I used to worry for the plastic links too, and had posted my worries in KDOG's old thread too, that one that Maxpedition was watching. But after about a year of using it almost daily, it held up very well. And my bag wasn't used lightly, on my way to work and home, it lugs a daily weight of about 10 to 12 kgs, at the work place it gets filled up with documents and my guesstimate is about 15 to 20 kgs of weight especially during nights when the Mag85 joins in. So much so that I can't squeeze anymore documents into it. I mentioned it in KDOG's old thread too and now, enter the bigger Operator attache! I am under the impression that some plastics are tougher than some metal plus they don't corrode.


----------



## 03lab (Dec 14, 2005)

Splusmer said:


> The thread I started that he responded to about this stuff is here. I don't know if he'll answer questions--you'll notice he may be a bit peeved at my finding this stuff (I've e-mailed him before about how to hide the directory listings on a web site!), as apparently my posts were before they announced the products.


LOL, I got pretty much the same reaction from Doug Ritter when I found out about his PSP a bit early.


----------



## Joe Talmadge (Dec 14, 2005)

SJACKAL said:


> I used to worry for the plastic links too, and had posted my worries in KDOG's old thread too, that one that Maxpedition was watching. But after about a year of using it almost daily, it held up very well.

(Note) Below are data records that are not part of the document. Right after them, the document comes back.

PR #364, opened 2021-09-08
OAK-9568 : Support custom osgi LeaseFailureHandler

stefan-egli:


mreutegg:
Can you please add a test? E.g. to DocumentNodeStoreServiceTest.

stefan-egli:
> Can you please add a test? E.g. to DocumentNodeStoreServiceTest.

added test cases at 0480ce80d8bdf3785f9d5081763fb0efecc39206 : testing the default case is a bit simplistic, as all it does is to ensure an `UnsupportedOperationException` is thrown - which is due to the mocking framework in use doesn't support `bundle.stop()`. That's a bit weak - but then again, it would be quite some effort to boost up the mocking to just to ensure `bundle.stop()` does get called.

mreutegg:
That's fine, I was anyway more interested in the custom case and not the default one.

Hmm, but those two tests failed on Jenkins because they cannot connect to a MongoDB.

mreutegg:
One more thing. `LeaseFailureHandler` is currently not in an exported package. The package `org.apache.jackrabbit.oak.plugins.document.spi` is exported, but does not maintain a package-info.java with an explicit export version. What do you think about moving it to a new package `org.apache.jackrabbit.oak.plugins.document.spi.lease`?

stefan-egli:
+1, moved LeaseFailureHandler to new package.

mreutegg:
I think you also need to add the package to the list of exported packages in `oak-store-document/pom.xml`. This could be checked with new test in `oak-it-osgi`.

stefan-egli:
oups, right

mreutegg (approved):
Looks good to me now.

stefan-egli:
Thx for reviewing!

PR #367, opened 2021-09-09
OAK-9552: Don't index except if it's oak:QueryIndexDefinition

tihom88:


tihom88:
Rectified few failing tests.

oak-core/src/main/java/org/apache/jackrabbit/oak/plugins/index/IndexUpdate.java
```diff
@@ -280,10 +288,25 @@ private void collectIndexEditors(NodeBuilder definitions,
...
                     continue;
                 }
+                /*
+                 Log a warning after every indexJcrTypeInvalidLogLimiter cycles of indexer where nodeState changed.
+                 and skip further execution for invalid nodetype of index definition.
+                 */
+                if (!IndexConstants.INDEX_DEFINITIONS_NODE_TYPE.equals(primaryType)) {
+                    // It is a cyclic counter which reset back to 0 after INDEX_JCR_TYPE_INVALID_LOG_LIMITER
+                    // This is to sparsely log this warning.
+                    if ((cyclicExecutionCount >= INDEX_JCR_TYPE_INVALID_LOG_LIMITER)) {
```
thomasmueller, line 303: With this logic, it will log after 1000 executions. That is, with a delay of 5 seconds, after 5000 seconds, or 83 minutes.

It would be better to log in the first call as well - you see I keep coming back to the original 

    executionCount % INDEX_JCR_TYPE_INVALID_LOG_LIMITER == 0

thomasmueller (changes requested):

oak-core/src/main/java/org/apache/jackrabbit/oak/plugins/index/IndexUpdate.java
tihom88: Well the case is already taken care of as we are setting :
`private static volatile long cyclicExecutionCount = INDEX_JCR_TYPE_INVALID_LOG_LIMITER;`
So on first call itself the condition to log is met.

But I can change it to modulo, if it is about readability of code.

thomasmueller (approved):

fabriziofortino (approved):

PR #368, opened 2021-09-09
OAK-9572: index aggregations should ignore hidden properties

fabriziofortino:


tihom88:
@fabriziofortino shouldn't we also ignore hidden nodes?

thomasmueller (approved):

fabriziofortino:
@tihom88 hidden nodes seem to be already ignored. I have changed the unit test to include them as well. See https://github.com/fabriziofortino/jackrabbit-oak/commit/8028be77afcd2c842b50e151536faea530ed068c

My experience with the plastic links has been abysmal, so different than your description above that I'll finally give Max a call. The plastic links on my Max laptop case constantly pull off. 

Joe


----------



## RoninPimp (Dec 14, 2005)

The only problem I see with that Maxpedition stuff is the same problem I see with most of the Maxpedition stuff. It screams "I'm a cop or soldier" or "I'm a tactical ninja wannabe" everywhere you carry it...


----------



## Joe Talmadge (Dec 14, 2005)

For me, I worry less about the _look_ than I do the _sound_. Velcro everywhere. Getting into any little pack is liike: _unbuckle unbuckle unzip *RRRIIIIIIIIIIIPPPPPP*_


----------



## SJACKAL (Dec 16, 2005)

Joe Talmadge said:


> My experience with the plastic links has been abysmal, so different than your description above that I'll finally give Max a call. The plastic links on my Max laptop case constantly pull off.
> 
> Joe



:thinking: a bad piece perhaps? My MPB has no problem.


----------



## SJACKAL (Oct 1, 2009)

SJACKAL said:


> I used to worry for the plastic links too, and had posted my worries in KDOG's old thread too, that one that Maxpedition was watching. But after about a year of using it almost daily, it held up very well. And my bag wasn't used lightly, on my way to work and home, it lugs a daily weight of about 10 to 12 kgs, at the work place it gets filled up with documents and my guesstimate is about 15 to 20 kgs of weight especially during nights when the Mag85 joins in. So much so that I can't squeeze anymore documents into it. I mentioned it in KDOG's old thread too and now, enter the bigger Operator attache! I am under the impression that some plastics are tougher than some metal plus they don't corrode.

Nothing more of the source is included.